Task brief | The answer must be every line from the entries below that contains "class".

-- Opening Marker --

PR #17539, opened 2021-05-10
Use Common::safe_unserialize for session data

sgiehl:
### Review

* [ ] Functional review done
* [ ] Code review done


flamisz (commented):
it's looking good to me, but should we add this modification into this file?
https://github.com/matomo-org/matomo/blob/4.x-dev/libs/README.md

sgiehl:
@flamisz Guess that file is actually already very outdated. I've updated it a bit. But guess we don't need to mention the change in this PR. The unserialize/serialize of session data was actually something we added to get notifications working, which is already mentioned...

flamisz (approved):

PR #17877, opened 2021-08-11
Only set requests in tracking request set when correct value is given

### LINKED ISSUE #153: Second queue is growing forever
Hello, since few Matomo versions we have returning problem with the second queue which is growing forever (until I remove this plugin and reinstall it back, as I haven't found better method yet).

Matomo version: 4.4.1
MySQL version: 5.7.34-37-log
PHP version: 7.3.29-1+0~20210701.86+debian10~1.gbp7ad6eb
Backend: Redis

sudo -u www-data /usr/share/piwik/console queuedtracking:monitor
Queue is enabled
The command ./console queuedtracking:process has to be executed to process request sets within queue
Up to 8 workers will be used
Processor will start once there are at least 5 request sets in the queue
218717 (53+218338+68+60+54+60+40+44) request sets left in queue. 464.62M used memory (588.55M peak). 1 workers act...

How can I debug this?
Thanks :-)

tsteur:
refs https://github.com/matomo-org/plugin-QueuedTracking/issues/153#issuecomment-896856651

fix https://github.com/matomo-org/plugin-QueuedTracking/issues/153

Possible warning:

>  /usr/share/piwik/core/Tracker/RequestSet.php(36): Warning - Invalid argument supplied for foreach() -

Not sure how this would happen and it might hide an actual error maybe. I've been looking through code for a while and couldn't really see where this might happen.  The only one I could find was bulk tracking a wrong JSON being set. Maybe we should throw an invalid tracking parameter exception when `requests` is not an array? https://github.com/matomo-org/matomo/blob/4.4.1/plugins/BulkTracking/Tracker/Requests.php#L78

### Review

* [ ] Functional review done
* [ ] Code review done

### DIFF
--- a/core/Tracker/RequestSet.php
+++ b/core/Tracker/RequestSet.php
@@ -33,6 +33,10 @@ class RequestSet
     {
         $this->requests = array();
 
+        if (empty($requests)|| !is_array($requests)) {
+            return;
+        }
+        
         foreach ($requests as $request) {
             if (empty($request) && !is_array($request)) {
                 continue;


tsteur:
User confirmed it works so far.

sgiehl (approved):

-- Closing Marker --
-- Opening Marker --

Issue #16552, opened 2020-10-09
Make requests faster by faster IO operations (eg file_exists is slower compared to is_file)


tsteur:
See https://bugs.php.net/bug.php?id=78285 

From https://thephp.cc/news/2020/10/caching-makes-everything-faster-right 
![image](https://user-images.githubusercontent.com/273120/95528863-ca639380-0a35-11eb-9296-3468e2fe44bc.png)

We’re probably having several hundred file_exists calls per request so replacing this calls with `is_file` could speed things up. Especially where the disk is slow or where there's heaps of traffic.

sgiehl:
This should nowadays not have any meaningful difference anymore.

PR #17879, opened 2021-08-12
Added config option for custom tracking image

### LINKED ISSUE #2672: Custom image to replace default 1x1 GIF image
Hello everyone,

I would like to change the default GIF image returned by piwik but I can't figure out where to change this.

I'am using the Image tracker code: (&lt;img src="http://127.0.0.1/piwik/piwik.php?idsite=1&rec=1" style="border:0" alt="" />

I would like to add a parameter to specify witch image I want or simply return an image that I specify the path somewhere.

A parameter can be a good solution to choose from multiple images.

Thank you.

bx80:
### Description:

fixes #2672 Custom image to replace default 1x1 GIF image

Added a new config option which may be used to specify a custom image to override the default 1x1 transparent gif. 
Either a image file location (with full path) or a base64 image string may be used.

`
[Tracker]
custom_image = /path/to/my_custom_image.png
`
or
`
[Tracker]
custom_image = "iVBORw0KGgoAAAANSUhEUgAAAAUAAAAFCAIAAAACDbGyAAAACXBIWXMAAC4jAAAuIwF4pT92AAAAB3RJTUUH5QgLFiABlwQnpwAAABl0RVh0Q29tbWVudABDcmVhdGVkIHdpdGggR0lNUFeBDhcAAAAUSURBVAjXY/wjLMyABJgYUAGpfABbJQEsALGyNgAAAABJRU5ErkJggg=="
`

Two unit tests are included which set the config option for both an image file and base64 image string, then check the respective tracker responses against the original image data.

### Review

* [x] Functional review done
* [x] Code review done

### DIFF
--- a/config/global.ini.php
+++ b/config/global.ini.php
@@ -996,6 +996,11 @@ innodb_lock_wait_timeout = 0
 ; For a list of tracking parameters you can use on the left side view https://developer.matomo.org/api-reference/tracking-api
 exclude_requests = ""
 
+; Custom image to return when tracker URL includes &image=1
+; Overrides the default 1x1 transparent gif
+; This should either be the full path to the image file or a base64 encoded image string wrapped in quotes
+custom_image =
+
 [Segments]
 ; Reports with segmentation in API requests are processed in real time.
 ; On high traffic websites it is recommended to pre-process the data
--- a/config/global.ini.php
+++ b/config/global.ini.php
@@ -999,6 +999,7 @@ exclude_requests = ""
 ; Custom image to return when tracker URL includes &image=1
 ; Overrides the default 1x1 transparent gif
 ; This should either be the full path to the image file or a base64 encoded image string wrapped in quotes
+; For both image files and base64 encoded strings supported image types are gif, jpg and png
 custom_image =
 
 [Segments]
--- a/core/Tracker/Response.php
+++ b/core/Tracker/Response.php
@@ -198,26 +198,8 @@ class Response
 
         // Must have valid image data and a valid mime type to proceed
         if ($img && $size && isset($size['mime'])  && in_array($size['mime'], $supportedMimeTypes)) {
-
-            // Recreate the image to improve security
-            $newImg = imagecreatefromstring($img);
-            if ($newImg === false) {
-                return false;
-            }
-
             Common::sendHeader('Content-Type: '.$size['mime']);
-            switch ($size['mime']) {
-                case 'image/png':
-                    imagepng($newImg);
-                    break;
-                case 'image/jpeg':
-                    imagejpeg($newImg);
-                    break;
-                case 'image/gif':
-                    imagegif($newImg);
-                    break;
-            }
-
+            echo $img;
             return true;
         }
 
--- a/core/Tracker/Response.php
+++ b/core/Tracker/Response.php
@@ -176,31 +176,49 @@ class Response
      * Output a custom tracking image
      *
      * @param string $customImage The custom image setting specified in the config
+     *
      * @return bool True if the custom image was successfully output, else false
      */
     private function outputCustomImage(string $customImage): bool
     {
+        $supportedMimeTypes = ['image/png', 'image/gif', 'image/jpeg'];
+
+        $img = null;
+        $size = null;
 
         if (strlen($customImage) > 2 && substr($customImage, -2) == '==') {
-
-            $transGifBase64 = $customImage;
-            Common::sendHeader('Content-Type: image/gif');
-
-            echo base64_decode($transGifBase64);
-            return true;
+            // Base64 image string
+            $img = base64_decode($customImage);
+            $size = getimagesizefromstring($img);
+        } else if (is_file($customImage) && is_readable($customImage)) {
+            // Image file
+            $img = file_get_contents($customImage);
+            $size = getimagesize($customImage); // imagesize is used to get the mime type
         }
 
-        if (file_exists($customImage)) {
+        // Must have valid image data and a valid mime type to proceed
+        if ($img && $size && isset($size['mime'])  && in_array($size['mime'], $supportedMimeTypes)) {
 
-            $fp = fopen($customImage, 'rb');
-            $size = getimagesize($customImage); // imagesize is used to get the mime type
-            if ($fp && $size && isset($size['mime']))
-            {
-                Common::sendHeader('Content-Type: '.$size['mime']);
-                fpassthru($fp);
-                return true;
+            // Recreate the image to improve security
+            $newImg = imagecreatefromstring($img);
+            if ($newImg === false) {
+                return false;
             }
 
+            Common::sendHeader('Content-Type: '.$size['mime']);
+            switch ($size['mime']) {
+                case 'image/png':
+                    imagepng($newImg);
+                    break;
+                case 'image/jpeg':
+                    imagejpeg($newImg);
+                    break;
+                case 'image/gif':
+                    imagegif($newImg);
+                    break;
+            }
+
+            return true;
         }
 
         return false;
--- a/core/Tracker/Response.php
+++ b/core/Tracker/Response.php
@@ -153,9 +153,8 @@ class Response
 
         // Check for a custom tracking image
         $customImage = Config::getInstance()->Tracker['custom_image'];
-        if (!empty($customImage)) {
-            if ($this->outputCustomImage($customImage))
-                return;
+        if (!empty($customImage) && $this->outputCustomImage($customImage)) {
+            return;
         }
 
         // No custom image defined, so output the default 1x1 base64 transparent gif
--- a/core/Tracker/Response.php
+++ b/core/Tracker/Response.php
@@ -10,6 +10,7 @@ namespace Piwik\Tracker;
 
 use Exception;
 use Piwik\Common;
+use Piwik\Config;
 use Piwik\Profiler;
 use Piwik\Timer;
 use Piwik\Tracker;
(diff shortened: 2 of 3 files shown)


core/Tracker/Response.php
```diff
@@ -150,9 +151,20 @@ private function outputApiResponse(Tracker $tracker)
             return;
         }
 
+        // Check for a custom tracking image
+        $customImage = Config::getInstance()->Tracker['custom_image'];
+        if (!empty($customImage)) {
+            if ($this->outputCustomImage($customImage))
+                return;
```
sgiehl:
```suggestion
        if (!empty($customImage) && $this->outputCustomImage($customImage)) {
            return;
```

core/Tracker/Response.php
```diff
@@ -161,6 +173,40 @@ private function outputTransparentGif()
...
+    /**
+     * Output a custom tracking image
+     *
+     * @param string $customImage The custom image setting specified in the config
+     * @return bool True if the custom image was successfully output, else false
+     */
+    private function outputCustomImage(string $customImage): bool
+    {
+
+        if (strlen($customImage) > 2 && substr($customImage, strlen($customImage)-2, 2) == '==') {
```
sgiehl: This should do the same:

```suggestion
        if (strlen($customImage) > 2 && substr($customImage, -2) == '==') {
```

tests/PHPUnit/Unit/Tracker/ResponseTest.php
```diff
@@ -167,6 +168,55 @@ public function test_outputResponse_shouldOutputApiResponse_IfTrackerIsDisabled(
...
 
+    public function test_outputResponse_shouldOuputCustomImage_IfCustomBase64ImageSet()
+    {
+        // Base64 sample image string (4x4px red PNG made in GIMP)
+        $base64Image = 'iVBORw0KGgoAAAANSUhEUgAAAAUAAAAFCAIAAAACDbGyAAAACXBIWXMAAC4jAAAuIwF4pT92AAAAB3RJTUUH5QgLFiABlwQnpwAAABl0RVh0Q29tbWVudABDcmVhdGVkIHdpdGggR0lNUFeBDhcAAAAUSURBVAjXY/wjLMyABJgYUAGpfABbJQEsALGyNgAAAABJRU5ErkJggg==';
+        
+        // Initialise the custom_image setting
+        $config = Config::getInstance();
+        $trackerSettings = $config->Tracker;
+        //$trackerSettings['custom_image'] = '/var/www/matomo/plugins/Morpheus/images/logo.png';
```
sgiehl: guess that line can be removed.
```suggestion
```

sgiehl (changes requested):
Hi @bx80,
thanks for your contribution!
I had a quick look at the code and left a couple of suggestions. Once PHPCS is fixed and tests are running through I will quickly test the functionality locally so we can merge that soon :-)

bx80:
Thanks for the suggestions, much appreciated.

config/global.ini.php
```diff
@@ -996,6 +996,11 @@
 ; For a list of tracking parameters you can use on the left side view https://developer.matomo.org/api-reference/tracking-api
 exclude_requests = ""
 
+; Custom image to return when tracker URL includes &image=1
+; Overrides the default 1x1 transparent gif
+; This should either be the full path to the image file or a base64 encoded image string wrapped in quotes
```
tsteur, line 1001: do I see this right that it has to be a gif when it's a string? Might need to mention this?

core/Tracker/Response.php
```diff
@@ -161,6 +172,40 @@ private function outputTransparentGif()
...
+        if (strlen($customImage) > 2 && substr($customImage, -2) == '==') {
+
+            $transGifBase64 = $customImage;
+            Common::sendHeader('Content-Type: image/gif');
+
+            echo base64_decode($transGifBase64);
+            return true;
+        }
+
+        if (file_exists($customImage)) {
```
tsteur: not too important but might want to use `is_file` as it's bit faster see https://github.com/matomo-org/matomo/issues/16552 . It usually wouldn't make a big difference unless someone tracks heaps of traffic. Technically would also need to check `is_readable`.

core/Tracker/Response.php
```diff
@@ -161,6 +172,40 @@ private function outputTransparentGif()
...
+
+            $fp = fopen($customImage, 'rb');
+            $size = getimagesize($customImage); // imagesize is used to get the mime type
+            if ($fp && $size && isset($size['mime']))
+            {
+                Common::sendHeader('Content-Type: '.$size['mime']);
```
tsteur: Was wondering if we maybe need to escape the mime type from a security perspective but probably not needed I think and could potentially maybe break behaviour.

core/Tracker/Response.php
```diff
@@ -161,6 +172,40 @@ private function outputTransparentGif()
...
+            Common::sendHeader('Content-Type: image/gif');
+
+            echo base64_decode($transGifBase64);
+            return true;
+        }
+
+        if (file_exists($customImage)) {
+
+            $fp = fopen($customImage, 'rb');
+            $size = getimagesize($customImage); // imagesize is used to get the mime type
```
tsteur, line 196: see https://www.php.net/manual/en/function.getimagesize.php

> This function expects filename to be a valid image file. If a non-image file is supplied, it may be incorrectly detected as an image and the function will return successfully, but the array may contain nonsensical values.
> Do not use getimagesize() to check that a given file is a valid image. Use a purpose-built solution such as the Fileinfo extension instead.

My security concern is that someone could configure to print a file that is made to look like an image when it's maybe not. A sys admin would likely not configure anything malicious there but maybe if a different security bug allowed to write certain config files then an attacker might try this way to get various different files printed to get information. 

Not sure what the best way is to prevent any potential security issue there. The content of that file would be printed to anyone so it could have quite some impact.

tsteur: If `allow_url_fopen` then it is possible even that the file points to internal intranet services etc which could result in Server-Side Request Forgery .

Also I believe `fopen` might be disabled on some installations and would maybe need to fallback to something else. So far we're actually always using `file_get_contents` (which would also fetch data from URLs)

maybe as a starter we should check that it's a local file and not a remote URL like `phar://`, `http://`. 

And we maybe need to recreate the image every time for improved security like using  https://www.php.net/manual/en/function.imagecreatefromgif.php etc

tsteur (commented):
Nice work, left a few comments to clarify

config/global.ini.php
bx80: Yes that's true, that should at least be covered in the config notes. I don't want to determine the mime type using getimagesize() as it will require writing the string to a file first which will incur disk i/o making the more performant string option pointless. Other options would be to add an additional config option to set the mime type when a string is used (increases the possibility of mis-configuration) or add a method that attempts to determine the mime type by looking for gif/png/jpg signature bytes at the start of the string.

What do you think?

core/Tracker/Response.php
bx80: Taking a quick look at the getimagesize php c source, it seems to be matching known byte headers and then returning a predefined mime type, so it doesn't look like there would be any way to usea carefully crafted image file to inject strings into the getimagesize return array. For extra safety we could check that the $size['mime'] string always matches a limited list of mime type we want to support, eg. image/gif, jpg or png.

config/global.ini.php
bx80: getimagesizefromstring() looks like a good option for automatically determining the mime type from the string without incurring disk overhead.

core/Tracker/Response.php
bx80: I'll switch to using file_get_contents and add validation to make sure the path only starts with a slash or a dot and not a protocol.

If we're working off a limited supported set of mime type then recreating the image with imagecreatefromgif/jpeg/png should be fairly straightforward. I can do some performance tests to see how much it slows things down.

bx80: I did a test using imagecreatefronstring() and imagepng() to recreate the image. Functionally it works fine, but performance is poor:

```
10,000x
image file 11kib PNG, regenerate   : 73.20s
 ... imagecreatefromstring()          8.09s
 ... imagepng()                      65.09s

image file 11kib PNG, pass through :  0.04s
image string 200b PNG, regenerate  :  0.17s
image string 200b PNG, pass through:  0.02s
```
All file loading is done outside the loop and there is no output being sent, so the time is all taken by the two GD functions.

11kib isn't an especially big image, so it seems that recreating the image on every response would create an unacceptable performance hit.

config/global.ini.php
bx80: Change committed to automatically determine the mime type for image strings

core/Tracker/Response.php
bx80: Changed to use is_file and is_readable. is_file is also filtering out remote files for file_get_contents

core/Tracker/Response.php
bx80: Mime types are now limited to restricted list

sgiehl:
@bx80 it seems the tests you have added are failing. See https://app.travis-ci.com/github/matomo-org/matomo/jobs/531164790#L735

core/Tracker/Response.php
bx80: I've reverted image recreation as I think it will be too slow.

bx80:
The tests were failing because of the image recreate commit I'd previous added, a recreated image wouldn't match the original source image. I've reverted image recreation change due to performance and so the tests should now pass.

-- Closing Marker --

Solution below |
@@ -33,6 +33,10 @@ class RequestSet
@@ -198,26 +198,8 @@ class Response
@@ -176,31 +176,49 @@ class Response
@@ -153,9 +153,8 @@ class Response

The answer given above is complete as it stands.